Baby steps. I’m getting there. Slowly.
At least I’ve smiled a few times today.
hardly a train wreck! if you’re a train wreck, i’d hate to think what kind of disaster I am. we’re all prone to stumbling alot through life, but that’s why you have friends to help you! *hug*
Thanks for your kind words of wisdom, Dixie! I really appreciate it. (And, I *must* come up and see you this week — I’m writing it in my datebook right now!)
Wow. I returned last week from vacation, started school and just finished catching up with your journal. Seems you have a lot going on Gemini!

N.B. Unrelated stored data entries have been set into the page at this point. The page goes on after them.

PR #1220, opened 2021-04-13
Preparation wm strut area

raveit65:
This is a preparation for adding some commits from gnome-panel to fix https://github.com/mate-desktop/mate-panel/issues/303#issuecomment-808874551
This makes it better to clean apply those commits.
In the meanwhile i will prepare a PR for metacity.


vkareh (approved):
/lgtm

PR #1236, opened 2021-07-04
Use absolute path g_get_home_dir replaces "~/"

### LINKED ISSUE #1234: Alt+F2 or Run Application dialog incorrectly interprets ~ (tilde)
#### Expected behaviour
Running commands like `pluma ~/somefile` opens Pluma text-editor which shows contents of `~/somefile`.

#### Actual behaviour
Running command like `pluma ~/somefile` opens strange file name `~/~` in Pluma. Saving file is not possible because of wrong path `/home/user/~/somefile` used.

1. Press <kbd>Alt</kbd>+<kbd>F2</kbd> to open Run Application dialog
1. Type command like `pluma ~/somefile`
1. Press <kbd>Enter</kbd> or click *Run*
1. Wait for Pluma window to be opened

#### MATE general version
1.24.1

#### Package version
1.24.2-0ubuntu1

#### Linux Distribution
Ubuntu MATE 21.04

https://pad.lv/1933376

zhuyaliang:
Use g_get_home_dir function replace “~/”
Fix #1234

### DIFF
--- a/mate-panel/panel-run-dialog.c
+++ b/mate-panel/panel-run-dialog.c
@@ -332,6 +332,9 @@ command_is_executable (const char   *command,
 		       char       ***argvp)
 {
 	gboolean   result;
+	GRegex    *regex = NULL;
+	gsize      argv_len;
+	g_autofree gchar *home_path = NULL;
 	char     **argv;
 	char      *path;
 	int        argc;
@@ -341,6 +344,18 @@ command_is_executable (const char   *command,
 	if (!result)
 		return FALSE;
 
+	regex = g_regex_new ("^~/", 0, 0, NULL);
+	argv_len = g_strv_length (argv);
+	home_path = g_build_filename (g_get_home_dir (), "/", NULL);
+	for (gsize i = 0; i < argv_len; i++)
+	{
+		gchar *tmp_argv = NULL;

Obviously, we are not friends, just internet friends, so I only read/listen to your journal and don’t committ the mistake of giving you advice b/c I don’t know you, but I just want to share with you that I was in a similar situation not so long ago. Things were good one day, but miserable (& abusive) for many more days, until the end, which was not only inevitable but logical, came. Ever since then, things improved.
Tanya, things work out sometimes in a weird way that doesn’t seem to make sense. But if one surrenders, one finds the peace that’s been eluding one.
Alright, that’s enough of a stranger’s opinion.
Rest, sleep well, take care of yourself first and enjoy the rest of the summer!
don’t worry, you are not — by far — the only train wreck around.